L’operazione “Ixoditae”, (“zecche”) frutto di un immaginario poliziesco di chiara impronta fascista, è solo l’ultima di una lunga serie di attacchi della magistratura contro l’opposizione politica e sociale.
Gli anarchici – più di chiunque – finiscono nel mirino, perché la critica radicale allo Stato e al capitalismo si sostanzia nella capacità di lotta, nella costruzione di percorsi di autogestione e di autonomia dall’istituito, nella consapevolezza che un percorso rivoluzionario è necessario perché la ferocia dello sfruttamento e della gerarchia vengano spezzate.
Oggi più che nel recente passato la magistratura si è assunta il compito di farla pagare a quanti, in uno scontro sociale che non potrà che farsi più duro, propongono una diversa organizzazione sociale, senza sfruttamento, senza proprietà privata, senza istituzioni statuali.
L’utilizzo di reati associativi, o di reati che presuppongono una responsabilità collettiva al di là delle responsabilità individuali, sono stati in questi anni l’arma di guerra usata dalla magistratura per privare della libertà chi si oppone all’ordine costituito.
Intendiamoci.
Non ci stupisce che i giudici perseguano chi viola le regole imposte dallo Stato, chi non ne accetta l’autorità e vuole un assetto sociale senza stato.
La democrazia, che vanta la propria capacità e volontà di accettare il dissenso, mostra la propria attitudine intrinsecamente disciplinare nei confronti di chi vuole cambiare le regole di un gioco truccato sin dalla sua costituzione formale. Una costituzione che – a parole – sancisce l’uguaglianza formale tra diseguali.
I reati associativi sono reati politici. L’esistenza stessa di una legislazione che li prevede è il segno che le dichiarazioni altisonanti dei magistrati che dicono di voler perseguire fatti specifici non sono che fumo negli occhi. Non a caso i “fatti specifici” che vengono incollati alle accuse associative sono per lo più gesti di protesta sociale, comuni a tutti i movimenti, come i blocchi, le scritte, le manifestazioni spontanee, la violazione di zone militari o la solidarietà attiva con gli esclusi dalle tutele riservate ai ricchi.
Quando la magistratura non utilizza i reati associativi, che consentono arresti e lunghe detenzioni, di fatto, ripetiamo, si ispira comunque al principio della responsabilità collettiva. L’inchiesta contro i No Tav accusati della resistenza all’occupazione militare della Maddalena in Val Susa ne è un esempio molto chiaro.

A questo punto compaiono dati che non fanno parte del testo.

Issue #1776, opened 2021-02-03
Unit tests: Refactor PipelineRunManagerTest


mzueva:
**Background**
At the moment `PipelineRunManagerTest` is annotated with `@DirtiesContext` and uses `TestApplicationWithAclSecurity` as context configuration. In order to reduce test startup time we need to remove `@DirtiesContext` annotation and split test into minor ones unit or integration tests.

**Approach**
- Extract all `instanceType` and `priceType` related tests to a separate unit test
- Extract all `region` related tests to a separate unit test

mzueva:
Further refactoring:
- for now leave tests `testRunCmdFailed` and `testAdminRunForce` in `PipelineRunManagerTest` these tests shall be rewritten when test context with enabled aspects is ready
- move test `testEnvVarsReplacement` to `PipelineRunManagerUnitTest` and split it into separate tests by cases
- move tests `testResolveProjectFiltering`, `shouldThrowExceptionOnInexistentRunTagUpdate` to `PipelineRunManagerUnitTest`
- remove test `testUpdateRunTags`
- move test `testLoadRunsActivityStats` to `PipelineRunManagerInstanceTypePriceTypeAndCloudRegionTest` (let's remove this test into `PipelineRunManagerLaunchTest`
- rename all refactored tests using `shouldDoSmth` notation

PR #1742, opened 2021-01-21
Issue-1735: Unit tests: Rewrite FolderTemplateManagerTest.

Sergeev-Ilya:
Issue-1735: Refactored FolderTemplateManagerTest. Removed @DirtiesContextAnnotation, inherited class from AbstractAclTest, reduced configuration.

Link to issue: #1735

PR #1793, opened 2021-02-08
Issue 1776: Unit Tests: Refactor PipelineRunManagerTest

Sergeev-Ilya:
Issue: https://github.com/epam/cloud-pipeline/issues/1776


api/src/test/java/com/epam/pipeline/manager/pipeline/PipelineRunManagerTest.java
```diff
@@ -91,12 +86,11 @@
...
 import static org.mockito.Mockito.doNothing;
 import static org.mockito.Mockito.doReturn;
-import static org.mockito.Mockito.times;
 import static org.mockito.Mockito.verify;
 import static org.mockito.Mockito.when;
 
-@DirtiesContext //TODO: find a better workaround, this may make tests slower. Maybe, create a special package for
-                // integration tests, so they will be executed one after another and the context will remain?
+// TODO: find a better workaround, this may make tests slower. Maybe, create a special package for
+// integration tests, so they will be executed one after another and the context will remain?
```
tcibinan: Let's remove the comment along with the annotation because we've resolved the corresponding todo.

api/src/test/java/com/epam/pipeline/manager/pipeline/PipelineRunManagerInstanceTypePriceTypeAndCloudRegionTest.java
```diff
@@ -0,0 +1,707 @@
...
+        doReturn(DEFAULT_COMMAND).when(pipelineLauncher).launch(
+                any(PipelineRun.class), any(), any(), anyString(), anyString());
+        doReturn(ToolVersion.builder().size(1L).build())
+                .when(toolVersionManager).loadToolVersion(anyLong(), anyString());
+        doReturn(true).when(permissionHelper).isAllowed(any(), any());
+        doReturn(TEST_USER).when(securityManager).getAuthorizedUser();
+    }
+
+    @Test
+    public void shouldLaunchPipelineValidatesToolInstanceTypeAndPriceType() {
```
tcibinan: The idea to have long test case names is to be descriptive. For this test and all the others I would propose using names which are almost english sentences like `launchToolShouldValidateToolInstanceTypeAndPriceType`.

api/src/test/java/com/epam/pipeline/manager/pipeline/PipelineRunManagerInstanceTypePriceTypeAndCloudRegionTest.java
```diff
@@ -0,0 +1,707 @@
...
+        verify(toolManager).getCurrentImageSize(eq(TEST_IMAGE));
+        verifyPreferenceManager(1);
+
+        verify(instanceOfferManager).getInstanceEstimatedPrice(eq(null), eq(1), eq(true), eq(ID));
+        verify(securityManager).getAuthorizedUser();
+        verify(pipelineLauncher).launch(argThat(matches(Predicates.forPipelineRun())),
+                argThat(matches(Predicates.forConfiguration())),
+                eq(null), eq("0"), eq(null));
+
+        verify(dataStorageManager).analyzePipelineRunsParameters(anyListOf(PipelineRun.class));
```
tcibinan: It seems to be a little misunderstanding after the review in #1742.

I asked you to add a lot of verification to the test because the original test was testing all kind of stuff and we wanted to keep the original test behavior as much as possible. At the same time it doesn't mean that it is a good practice and definitely `FolderTemplateManagerTest` class is not a good example of a test because it has only a single god-like method that tests everything at once.

Regarding the tests in `PipelineRunManagerTest` that you moved here I would say that they are much better tests because they tested a single specification at once. If we write new or update similar tests it's a good idea to keep them in that notation: _a single test verifies a single aspect of a testing behavior_. 

In specific I would simplify this test to just the following two tests as it was originally.

```java
    @Test
    public void launchPipelineShouldValidatePriceType() {
        launchPipeline(configuration, INSTANCE_TYPE);

        verify(instanceOfferManager).isPriceTypeAllowed(eq(SPOT), any(), anyBoolean());
    }

    @Test
    public void launchPipelineShouldValidatePipelineInstanceType() {
        launchPipeline(configuration, INSTANCE_TYPE);

        verify(instanceOfferManager).isInstanceAllowed(eq(INSTANCE_TYPE), eq(ID), eq(true));
    }
```

Could I ask you to redesign tests in this class in the same manner according to the original tests?

api/src/test/java/com/epam/pipeline/manager/pipeline/PipelineRunManagerInstanceTypePriceTypeAndCloudRegionTest.java
```diff
@@ -0,0 +1,707 @@
...
+        mockToolManager();
+
+        doReturn(parentRun).when(pipelineRunDao).loadPipelineRun(eq(PARENT_RUN_ID));
+        doReturn(false).when(permissionManager).isRunSshAllowed(eq(parentRun));
+        doReturn(DEFAULT_COMMAND).when(pipelineLauncher).launch(
+                any(PipelineRun.class), any(), any(), anyString(), anyString());
+        doReturn(ToolVersion.builder().size(1L).build())
+                .when(toolVersionManager).loadToolVersion(anyLong(), anyString());
+        doReturn(true).when(permissionHelper).isAllowed(any(), any());
+        doReturn(TEST_USER).when(securityManager).getAuthorizedUser();
```
tcibinan: It feels like a big part of this mocking can be omitted or at least inlined to specific tests. For example there is no actual need to mock `securityManager.getAuthorizedUser` because there are no tests that are actual testing this functionality.

api/src/test/java/com/epam/pipeline/manager/pipeline/PipelineRunManagerInstanceTypePriceTypeAndCloudRegionTest.java
```diff
@@ -0,0 +1,707 @@
...
+
+        tool = getTool(TEST_IMAGE, DEFAULT_COMMAND);
+        defaultAwsRegion = getDefaultAwsRegion(ID);
+        nonAllowedAwsRegion = getNonDefaultAwsRegion(ID_2);
+        notDefaultAwsRegion = getNonDefaultAwsRegion(ID_3);
+        configuration = getPipelineConfiguration(TEST_IMAGE, INSTANCE_DISK, true, defaultAwsRegion.getId());
+        configurationWithoutRegion = getPipelineConfiguration(TEST_IMAGE, INSTANCE_DISK);
+        price = new InstancePrice(configuration.getInstanceType(), parseInt(configuration.getInstanceDisk()),
+                PRICE_PER_HOUR, COMPUTE_PRICE_PER_HOUR, DISK_PRICE_PER_HOUR);
+        parentRun = PipelineCreatorUtils.getPipelineRunWithInstance(PARENT_RUN_ID, TEST_USER, ID_3);
```
tcibinan: Could you please join field declarations and assignments?

tcibinan (changes requested):

api/src/test/java/com/epam/pipeline/manager/pipeline/PipelineRunManagerInstanceTypePriceTypeAndCloudRegionTest.java
Sergeev-Ilya: Done!

api/src/test/java/com/epam/pipeline/manager/pipeline/PipelineRunManagerInstanceTypePriceTypeAndCloudRegionTest.java
Sergeev-Ilya: Omitted 3 mocks. Also some mocks are grouped and replaced to a special method. (mockParentRun())

api/src/test/java/com/epam/pipeline/manager/pipeline/PipelineRunManagerInstanceTypePriceTypeAndCloudRegionTest.java
Sergeev-Ilya: All tests are significantly redesigned.

api/src/test/java/com/epam/pipeline/manager/pipeline/PipelineRunManagerInstanceTypePriceTypeAndCloudRegionTest.java
Sergeev-Ilya: Done!

api/src/test/java/com/epam/pipeline/manager/pipeline/PipelineRunManagerTest.java
Sergeev-Ilya: Done!

Sergeev-Ilya:
Solved all the comments!

api/src/test/java/com/epam/pipeline/manager/pipeline/PipelineRunManagerInstanceTypePriceTypeAndCloudRegionTest.java
```diff
@@ -0,0 +1,428 @@
...
+    }
+
+    @Test
+    public void launchPipelineShouldValidateToolInstanceTypeAndPriceType() {
+        launchTool(configuration, INSTANCE_TYPE);
+
+        verify(toolManager).loadByNameOrId(eq(IMAGE));
+        verify(instanceOfferManager).isToolInstanceAllowed(eq(INSTANCE_TYPE), eq(getResource()), eq(ID), eq(true));
+        verify(instanceOfferManager).isPriceTypeAllowed(eq(SPOT), eq(getResource()), eq(false));
+    }
```
tcibinan: Could you please split this test into two according to the original tests: [first](https://github.com/epam/cloud-pipeline/blob/9ce7c2f068113bedf418bde38bbc8843382caddc/api/src/test/java/com/epam/pipeline/manager/pipeline/PipelineRunManagerTest.java#L365-L371) and [second](https://github.com/epam/cloud-pipeline/blob/9ce7c2f068113bedf418bde38bbc8843382caddc/api/src/test/java/com/epam/pipeline/manager/pipeline/PipelineRunManagerTest.java#L441-L447)?

api/src/test/java/com/epam/pipeline/manager/pipeline/PipelineRunManagerInstanceTypePriceTypeAndCloudRegionTest.java
```diff
@@ -0,0 +1,428 @@
...
+
+        verify(pipelineRunDao).loadPipelineRun(eq(PARENT_RUN_ID));
+        verify(permissionManager).isRunSshAllowed(eq(parentRun));
+        verify(cloudRegionManager).load(eq(ID_3));
+    }
+
+    private void mockToolManager() {
+        doReturn(tool).when(toolManager).loadByNameOrId(eq(IMAGE));
+        doReturn(tool).when(toolManager).resolveSymlinks(eq(IMAGE));
+        doReturn(Optional.empty()).when(toolManager).loadToolVersionScan(eq(tool.getId()), eq(null));
```
tcibinan: There is no such call in `PipelineRunManager` so we can skip it.

api/src/test/java/com/epam/pipeline/manager/pipeline/PipelineRunManagerInstanceTypePriceTypeAndCloudRegionTest.java
```diff
@@ -0,0 +1,428 @@
...
+                .when(preferenceManager).getPreference(eq(CLUSTER_INSTANCE_HDD_EXTRA_MULTI));
+        doReturn(CLUSTER_SPOT.getDefaultValue()).when(preferenceManager).getPreference(eq(CLUSTER_SPOT));
+        doReturn(COMMIT_TIMEOUT.getDefaultValue()).when(preferenceManager).getPreference(eq(COMMIT_TIMEOUT));
+    }
+
+    private void mockInstanceOfferManager() {
+        doReturn(true).when(instanceOfferManager).isInstanceAllowed(anyString(), eq(ID), eq(true));
+        doReturn(true).when(instanceOfferManager).isInstanceAllowed(anyString(), eq(ID), eq(false));
+        doReturn(true).when(instanceOfferManager).isToolInstanceAllowed(anyString(), any(), eq(ID), eq(true));
+        doReturn(true).when(instanceOfferManager).isToolInstanceAllowed(anyString(), any(), eq(ID), eq(false));
```
tcibinan: Just
```
doReturn(true).when(instanceOfferManager).isInstanceAllowed(anyString(), eq(ID), anyBoolean());
doReturn(true).when(instanceOfferManager).isToolInstanceAllowed(anyString(), any(), eq(ID), anyBoolean());
```

api/src/test/java/com/epam/pipeline/manager/pipeline/PipelineRunManagerInstanceTypePriceTypeAndCloudRegionTest.java
```diff
@@ -0,0 +1,428 @@
...
+        doReturn(false).when(instanceOfferManager).isInstanceAllowed(anyString(), eq(ID_2), eq(true));
+        doReturn(true).when(instanceOfferManager).isInstanceAllowed(anyString(), eq(ID_3), eq(false));
+        doReturn(true).when(instanceOfferManager).isPriceTypeAllowed(anyString(), any(), anyBoolean());
+        doReturn(BehaviorSubject.create()).when(instanceOfferManager).getAllInstanceTypesObservable();
```
tcibinan: Another unnecessary mock.

api/src/test/java/com/epam/pipeline/manager/pipeline/PipelineRunManagerInstanceTypePriceTypeAndCloudRegionTest.java
```diff
@@ -0,0 +1,428 @@
...
+        doReturn(price).when(instanceOfferManager)
+                .getInstanceEstimatedPrice(anyString(), anyInt(), anyBoolean(), anyLong());
+    }
+
+    private void mockParentRun() {
+        doReturn(parentRun).when(pipelineRunDao).loadPipelineRun(eq(PARENT_RUN_ID));
+        doReturn(false).when(permissionManager).isRunSshAllowed(eq(parentRun));
```
tcibinan: This mock can be skipped as well.

api/src/test/java/com/epam/pipeline/manager/pipeline/PipelineRunManagerInstanceTypePriceTypeAndCloudRegionTest.java
```diff
@@ -0,0 +1,428 @@
...
+        doReturn(toolConfiguration).when(pipelineConfigurationManager)
+                .getConfigurationForTool(eq(tool), eq(configuration));
+        doReturn(NOT_ALLOWED).when(messageHelper).getMessage(eq(ERROR_TOOL_CLOUD_REGION_NOT_ALLOWED), any(), any());
+
+        assertThrows(e -> e.getMessage().contains(NOT_ALLOWED), () -> launchPipeline(configuration, null));
+        assertThrows(e -> e.getMessage().contains(NOT_ALLOWED), () -> launchTool(configuration, null));
+
+        verify(cloudRegionManager, times(2)).load(eq(ID));
+        verify(permissionHelper, times(2)).isAdmin();
+        verify(cloudRegionManager, times(2)).load(eq(ID_3));
```
tcibinan: I suppose such verification calls can be skipped because they don't really check anything related to the test description.

api/src/test/java/com/epam/pipeline/manager/pipeline/PipelineRunManagerInstanceTypePriceTypeAndCloudRegionTest.java
```diff
@@ -0,0 +1,428 @@
...
+    @Test
+    public void launchPipelineShouldFailIfToolCloudRegionIsConfiguredAndItDiffersFromRunConfigurationOne() {
+        final PipelineConfiguration toolConfiguration = new PipelineConfiguration();
+        toolConfiguration.setCloudRegionId(ID_3);
+        doReturn(toolConfiguration).when(pipelineConfigurationManager)
+                .getConfigurationForTool(eq(tool), eq(configuration));
+        doReturn(NOT_ALLOWED).when(messageHelper).getMessage(eq(ERROR_TOOL_CLOUD_REGION_NOT_ALLOWED), any(), any());
+
+        assertThrows(e -> e.getMessage().contains(NOT_ALLOWED), () -> launchPipeline(configuration, null));
+        assertThrows(e -> e.getMessage().contains(NOT_ALLOWED), () -> launchTool(configuration, null));
```
tcibinan: Let's skip mocking and checking the error message. It made sense in the original test but now it doesn't.

api/src/test/java/com/epam/pipeline/manager/pipeline/PipelineRunManagerInstanceTypePriceTypeAndCloudRegionTest.java
```diff
@@ -0,0 +1,428 @@
...
+
+    @Test
+    public void launchPipelineShouldFailOnNotAllowedPriceType() {
+        doReturn(false).when(instanceOfferManager).isPriceTypeAllowed(eq(SPOT), eq(null), eq(false));
+        doReturn(NOT_ALLOWED).when(messageHelper).getMessage(eq(ERROR_PRICE_TYPE_IS_NOT_ALLOWED), eq(PriceType.SPOT));
+
+        final Runnable result = () -> launchPipeline(configuration, INSTANCE_TYPE);
+        assertThrows(e -> e.getMessage().contains(NOT_ALLOWED), result);
+
+        verify(instanceOfferManager).isInstanceAllowed(eq(INSTANCE_TYPE), eq(ID), eq(true));
```
tcibinan: We test price types here so let's omit non price type checks.

api/src/test/java/com/epam/pipeline/manager/pipeline/PipelineRunManagerInstanceTypePriceTypeAndCloudRegionTest.java
```diff
@@ -0,0 +1,428 @@
...
+import static org.mockito.Matchers.anyInt;
+import static org.mockito.Matchers.anyLong;
+import static org.mockito.Matchers.anyString;
+import static org.mockito.Matchers.eq;
+import static org.mockito.Mockito.doReturn;
+import static org.mockito.Mockito.times;
+import static org.mockito.Mockito.verify;
+
+@SuppressWarnings("PMD.UnusedPrivateField")
+public class PipelineRunManagerInstanceTypePriceTypeAndCloudRegionTest {
```
tcibinan: What do you think about renaming the test class to `PipelineRunManagerInstanceSettingsTest`? It seems like instance type, price type and cloud region can be referred as instance settings.

tcibinan (changes requested):

api/src/test/java/com/epam/pipeline/manager/pipeline/PipelineRunManagerInstanceTypePriceTypeAndCloudRegionTest.java
Sergeev-Ilya: I have already renamed it to "PipelineRunManagerLaunchTest" in this branch: https://github.com/epam/cloud-pipeline/pull/1797

according to this issue and Maria's comment : https://github.com/epam/cloud-pipeline/issues/1776#issuecomment-776663434

So I will rename it to PipelineRunManagerLaunchTest there in order to avoid merge conflict.

api/src/test/java/com/epam/pipeline/manager/pipeline/PipelineRunManagerInstanceTypePriceTypeAndCloudRegionTest.java
Sergeev-Ilya: Done! Omit such case in some other tests, where we don't have to verify some mocks according to test's name.

api/src/test/java/com/epam/pipeline/manager/pipeline/PipelineRunManagerInstanceTypePriceTypeAndCloudRegionTest.java
Sergeev-Ilya: Done for every case where we have assertThrows.

api/src/test/java/com/epam/pipeline/manager/pipeline/PipelineRunManagerInstanceTypePriceTypeAndCloudRegionTest.java
Sergeev-Ilya: Done!

api/src/test/java/com/epam/pipeline/manager/pipeline/PipelineRunManagerInstanceTypePriceTypeAndCloudRegionTest.java
Sergeev-Ilya: Done!

api/src/test/java/com/epam/pipeline/manager/pipeline/PipelineRunManagerInstanceTypePriceTypeAndCloudRegionTest.java
Sergeev-Ilya: Done!

api/src/test/java/com/epam/pipeline/manager/pipeline/PipelineRunManagerInstanceTypePriceTypeAndCloudRegionTest.java
Sergeev-Ilya: Done!

api/src/test/java/com/epam/pipeline/manager/pipeline/PipelineRunManagerInstanceTypePriceTypeAndCloudRegionTest.java
Sergeev-Ilya: Done!

api/src/test/java/com/epam/pipeline/manager/pipeline/PipelineRunManagerInstanceTypePriceTypeAndCloudRegionTest.java
Sergeev-Ilya: Done!

Sergeev-Ilya:
Solved the comments above

api/src/test/java/com/epam/pipeline/manager/pipeline/PipelineRunManagerLaunchTest.java
```diff
@@ -0,0 +1,401 @@
...
+        doReturn(true).when(permissionHelper).isAllowed(any(), any());
+    }
+
+    @Test
+    public void launchPipelineShouldValidateToolInstanceType() {
+        launchTool(configuration, INSTANCE_TYPE);
+
+        verify(toolManager).loadByNameOrId(eq(IMAGE));
+        verify(instanceOfferManager).isToolInstanceAllowed(eq(INSTANCE_TYPE), eq(getResource()), eq(ID), eq(true));
+    }
```
tcibinan: Let's omit `verify(toolManager).loadByNameOrId(eq(IMAGE))` calls as well in most of the test because it also seems like extra verifactions non related to the specific tests.

api/src/test/java/com/epam/pipeline/manager/pipeline/PipelineRunManagerLaunchTest.java
```diff
@@ -0,0 +1,401 @@
...
+
+    @Test
+    public void launchPipelineShouldNotValidateToolInstanceTypeIfItIsNotSpecified() {
+        launchTool(configuration, null);
+
+        verify(toolManager).loadByNameOrId(eq(IMAGE));
+        verify(instanceOfferManager, times(0)).isToolInstanceAllowed(any(), any(), eq(ID), eq(true));
+        verify(instanceOfferManager).isPriceTypeAllowed(eq(SPOT), eq(getResource()), eq(false));
```
tcibinan: Let's better check only instance type allowance using the verification from the original [test](https://github.com/epam/cloud-pipeline/blob/9ce7c2f068113bedf418bde38bbc8843382caddc/api/src/test/java/com/epam/pipeline/manager/pipeline/PipelineRunManagerTest.java#L389-L390).

api/src/test/java/com/epam/pipeline/manager/pipeline/PipelineRunManagerLaunchTest.java
```diff
@@ -0,0 +1,401 @@
...
+        verify(instanceOfferManager).isToolInstanceAllowed(eq(INSTANCE_TYPE), eq(getResource()), eq(ID_2), eq(true));
+    }
+
+    @Test
+    public void launchPipelineShouldValidatePipelineInstanceType() {
+        launchPipeline(configuration, INSTANCE_TYPE);
+
+        verify(instanceOfferManager).isInstanceAllowed(eq(INSTANCE_TYPE), eq(ID), eq(true));
+        verify(instanceOfferManager).isPriceTypeAllowed(eq(SPOT), eq(null), eq(false));
+    }
```
tcibinan: Price type check can be omitted as in the original [test](https://github.com/epam/cloud-pipeline/blob/9ce7c2f068113bedf418bde38bbc8843382caddc/api/src/test/java/com/epam/pipeline/manager/pipeline/PipelineRunManagerTest.java#L409). Same for all the similar checks in the class.

api/src/test/java/com/epam/pipeline/manager/pipeline/PipelineRunManagerLaunchTest.java
```diff
@@ -0,0 +1,401 @@
...
+
+    @Test
+    public void workerRunShouldUseCloudRegionFromConfiguration() {
+        final PipelineRun pipelineRun = launchPipelineWithParentId(configuration);
+
+        assertThat(pipelineRun.getInstance().getCloudRegionId(), is(ID));
+
+        verify(pipelineRunDao).loadPipelineRun(eq(PARENT_RUN_ID));
+        verify(permissionManager).isRunSshAllowed(eq(parentRun));
+        verify(cloudRegionManager).load(eq(ID));
```
tcibinan: It feels like this all the `verify` calls can be omitted without making test worse. Same for all similar checks in the class.

api/src/test/java/com/epam/pipeline/manager/pipeline/PipelineRunManagerLaunchTest.java
```diff
@@ -0,0 +1,401 @@
...
+        return launchPipeline(configuration, new Pipeline(), INSTANCE_TYPE, PARENT_RUN_ID);
+    }
+
+    private PipelineRun launchPipeline(final PipelineConfiguration configuration, final Pipeline pipeline,
+                                       final String instanceType, final Long parentRunId) {
+        return pipelineRunManager.launchPipeline(configuration, pipeline, null, instanceType, null,
+                null, null, parentRunId, null, null, null);
+    }
+
+    private ContextualPreferenceExternalResource getResource() {
```
tcibinan: Let's inline this resource to the class field.

api/src/test/java/com/epam/pipeline/manager/pipeline/PipelineRunManagerLaunchTest.java
```diff
@@ -0,0 +1,401 @@
...
+    private PipelineRunDao pipelineRunDao;
+
+    @Mock
+    private PreferenceManager preferenceManager;
+
+    private static final String IMAGE = "testImage";
+    private final Tool tool = getTool(IMAGE, DEFAULT_COMMAND);
+    private final AwsRegion defaultAwsRegion = getDefaultAwsRegion(ID);
+    private final AwsRegion nonAllowedAwsRegion = getNonDefaultAwsRegion(ID_2);
+    private final AwsRegion notDefaultAwsRegion = getNonDefaultAwsRegion(ID_3);
```
tcibinan: What do you think about using the same naming notation for region ids as in the original [test](https://github.com/epam/cloud-pipeline/blob/9ce7c2f068113bedf418bde38bbc8843382caddc/api/src/test/java/com/epam/pipeline/manager/pipeline/PipelineRunManagerTest.java#L113-L115)? It feels more descriptive than just number indexes.

api/src/test/java/com/epam/pipeline/manager/pipeline/PipelineRunManagerLaunchTest.java
```diff
@@ -0,0 +1,401 @@
...
+    @Mock
+    private CheckPermissionHelper permissionHelper;
+
+    @Mock
+    private PipelineRunDao pipelineRunDao;
+
+    @Mock
+    private PreferenceManager preferenceManager;
+
+    private static final String IMAGE = "testImage";
```
tcibinan: Could you please move this static field declaration closer to other static ones?

tcibinan (changes requested):

api/src/test/java/com/epam/pipeline/manager/pipeline/PipelineRunManagerLaunchTest.java
Sergeev-Ilya: Done!

api/src/test/java/com/epam/pipeline/manager/pipeline/PipelineRunManagerLaunchTest.java
Sergeev-Ilya: I used CommonCreatorConstants to avoid extra class fields, but I can make them if there is a necessity. Done!

api/src/test/java/com/epam/pipeline/manager/pipeline/PipelineRunManagerLaunchTest.java
Sergeev-Ilya: Done!

api/src/test/java/com/epam/pipeline/manager/pipeline/PipelineRunManagerLaunchTest.java
Sergeev-Ilya: Done! Finally understood the principal of asserting and verifying the minimum :)

api/src/test/java/com/epam/pipeline/manager/pipeline/PipelineRunManagerLaunchTest.java
Sergeev-Ilya: Done!

api/src/test/java/com/epam/pipeline/manager/pipeline/PipelineRunManagerLaunchTest.java
Sergeev-Ilya: Done!

api/src/test/java/com/epam/pipeline/manager/pipeline/PipelineRunManagerLaunchTest.java
Sergeev-Ilya: Done!

Sergeev-Ilya:
Fixed all comments + start using new mocking approach.

api/src/test/java/com/epam/pipeline/manager/pipeline/PipelineRunManagerLaunchTest.java
```diff
@@ -320,48 +322,56 @@ public void workerRunShouldUseParentRunCloudRegionWithParentRunIdPassedAsParamet
         assertThat(pipelineRun.getInstance().getCloudRegionId(), is(NON_DEFAULT_REGION_ID));
     }
 
-    private void mockToolManager() {
-        doReturn(tool).when(toolManager).loadByNameOrId(eq(IMAGE));
-        doReturn(tool).when(toolManager).resolveSymlinks(eq(IMAGE));
+    private void mockCloudRegions() {
+        mock(defaultAwsRegion);
+        mock(nonAllowedAwsRegion, false);
+        mock(notDefaultAwsRegion);
```
tcibinan: For simple cases it is better to have two methods instead of one if you have a single boolean parameter. It helps code readability a bit because seeing `true` or `false` in the parameters doesn't really tell you anything.

```
mock(allowedRegion);
mock(notDefaultAwsRegion);
mockRestricted(notAllowedRegion);
```

api/src/test/java/com/epam/pipeline/manager/pipeline/PipelineRunManagerLaunchTest.java
```diff
@@ -142,13 +143,14 @@
...
         MockitoAnnotations.initMocks(this);
 
-        mockCloudRegionManager();
-        mockInstanceOfferManager();
-        mockPreferenceManager();
-        mockPipelineConfigurationManager();
-        mockToolManager();
-        mockParentRun();
+        mockCloudRegions();
+        mockPreferences();
```
tcibinan: I think it's ok to inline these grouping mock methods. It'll show exactly what we mock in the test class right in place.

tcibinan (changes requested):

api/src/test/java/com/epam/pipeline/manager/pipeline/PipelineRunManagerLaunchTest.java
Sergeev-Ilya: Done!

api/src/test/java/com/epam/pipeline/manager/pipeline/PipelineRunManagerLaunchTest.java
Sergeev-Ilya: Done!

tcibinan (approved):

Lo stesso principio è stato adottato verso gli antirazzisti torinesi inizialmente accusati di associazione a delinquere, che sono stati comunque rinviati a giudizio collettivamente, nonostante il reato associativo non abbia retto al giudizio del riesame.
L’inchiesta per associazione sovversiva che ha privato della libertà due anarchici trentini e ne investe altri 43, come tante altre che l’hanno preceduta, è il segno chiaro della difficoltà che hanno oggi le istituzioni di fronte all’estendersi – anche al di là del movimento anarchico nelle sue tante articolazioni – di una critica radicale ad un sistema di relazioni sociali che distrugge il pianeta e condanna ad una vita miserabile miliardi di esseri umani.
La violenza estrema dello sfruttamento e dell’oppressione relega la maggior parte degli abitanti del pianeta nell’inferno degli ultimi. Un inferno più fondo e più buio di un secolo fa. La piramide sociale è sempre più aguzza: i tempi delle socialdemocrazie sono passati, le logiche disciplinari si impongono a livello planetario, sullo sfondo dello scontro sempre più duro per un’egemonia che vede nuovi agguerriti protagonisti scendere in campo.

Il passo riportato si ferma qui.